Или ипохондрик: доделать его как следует, вышел бы настоящий изверг. Его история была бы чудовищной тиранией слабости и страха, потому что слабый человек — самый ужасный тиран. Всех заставил бы плясать вокруг себя на цыпочках, и слова не скажи. Никто не засмейся, никто не порадуйся жизни, потому что я болен. Как может, как смеет кто-то быть здоровым и веселым! Так нет же, не дам вам, негодяи, пусть ваши лица дергаются от боли, сохните от страха и удрученности! Хоть вам, самым близким, буду отравлять дни и ночи тысячью мелочных издевок, хоть вас-то заставлю служить моей немощи и хвори — да разве я не хвор и не имею на то права? А они — смотрите-ка! — взяли и умерли раньше! Так им и надо, а все оттого, что были здоровы! В конце концов он остается один, этот ипохондрик; всех пережил, и некого уже мучить; теперь он действительно болен и — одинок в своей болезни. Не на кого больше злиться, некого винить в том, что сегодня ему хуже… Какой эгоизм со стороны этих людей, нарочно умерли! И ипохондрик, мучивший живых, начинает тихо и горько ненавидеть умерших, покинувших его.
А что можно было бы сделать из героя!

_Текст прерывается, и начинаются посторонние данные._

PR #194, opened 2026-01-23
setup.py: Add --full-checks argument and disable ftrace checks by def…

marcosps:
…ault

This change is important since it takes a lot of time check if the symbols about to be patched are traceable or not. The common sense here would be to only enable these checks on the CI for now.

For a given livepatch that affects 50+ codestreams, this reduces the time of setup command from 18 minutes to 13 minutes.

### DIFF
--- a/klpbuild/plugins/setup.py
+++ b/klpbuild/plugins/setup.py
@@ -32,6 +32,12 @@ def register_argparser(subparser):
         help="Do not check for already patched codestreams, do the setup for all non filtered codestreams.",
     )
     args.add_argument(
+        "--full-checks",
+        action="store_true",
+        help="Enable advanced checks that verify if symbol can be livepatched. "
+        "Enabling this option can incur in severe slowdowns.",
+    )
+    args.add_argument(
         "--file-funcs",
         required=False,
         action="append",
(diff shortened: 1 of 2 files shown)


klpbuild/plugins/setup.py
```diff
@@ -31,6 +31,11 @@ def register_argparser(subparser):
         action="store_true",
         help="Do not check for already patched codestreams, do the setup for all non filtered codestreams.",
     )
+    args.add_argument(
+        "--full-checks",
+        action="store_true",
+        help="Enables checks that verify if symbol is traceable, and others.",
```
fgyanz: I'd rewrite this a bit. I'd not mention here symbol traceability, because the user might not know what it means. How about:
"Enable adavance checks that verify if the symbol can be livepatched"
Or something on that line.

I'd leave the technical details to the manpage doc. Which reminds me, please add a section in the manpage for this new option :D 

Edit: Also, do you mind mentioning that enabling this option has the side-effect of a big slowdown?

fgyanz (changes requested):
Thanks a lot! Looks good to me. I added a commen with just one small nitpick and a reminder.

vmezzela (approved):
Thanks a lot!
I agree with the comment of Fernando, besides that, lgtm!

fgyanz (approved):
LGTM! Thanks a lot for including the suggested changes :)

Тот живым бы не выбрался. Однажды ночью схватили бы его солдаты — как он взглянул бы на них, таким гордым, пылающим, насмешливым взором, — как тогда сын маляра… И был бы расстрелян на месте, — скорее всего, пуля попала бы прямо в сердце; мгновенная боль — и он навзничь падает между рельсов. Обезумевший сотник с револьвером… Унесите «собаку» в ламповую! Четыре железнодорожника тащат его тело — господи, до чего ж тяжелы мертвецы!

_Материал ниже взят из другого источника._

PR #195, opened 2026-02-09
Dropping out-of-support codestreams

marcosps:
Currently 15.3 is out of support, and so cve-5.3 branch as well. Also, The only SLE 15.X RT branches supported is SLE15-SP7, so drop all others as well.


vmezzela (approved):
lgtm!

fgyanz:
Hi @marcosps , I think we need to also fix some tests that failing due to missing codestreams (which are now OOS)

marcosps:
@fgyanz fixed everything (tm)!, I'm not sure why the commit that introduced the full_checks arg is now also being added here...

fgyanz (approved):
LGTM! Thanks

К тому времени поэт давно бы умер, спился бы; умирал бы в лазарете, опухший и страшный; что это шуршит — листья пальм или крылья? Это молится над ним сестра милосердия, за руки держит — он мечется в белой горячке. Сестричка, сестра, как там дальше: ангел божий, мой хранитель?…
А романтик… ну что ж — случилось бы что-нибудь, какая-нибудь огромная, необыкновенная катастрофа, и он умирал бы, — конечно, за прекрасную чужеземку, положив голову ей на колени, шептал бы: «Ne pleurez pas, madame…» [
И это — все, и все — мертвы? Нет, остался еще тот божий нищий; как, он разве не умер? Не умер, нет, и, может быть, он — бессмертен. Вечно он — там, где конец всему; и будет, верно, в конце всего, увидит и это!
XXXIV
Каждый из нас — мы, каждый — толпа, и не видно края ее. Ты только взгляни на себя, человек, — ты ведь чуть ли не все человечество! Это и страшно: ты согрешила вина падает на них на всех, и всякую боль твою и слабость несет это необозримое множество. Нельзя, нельзя столько людей вести дорогой унижения и тщетности! Ты — Я, ты ведешь, ты за них в ответе; всех их ты обязан куда-то привести.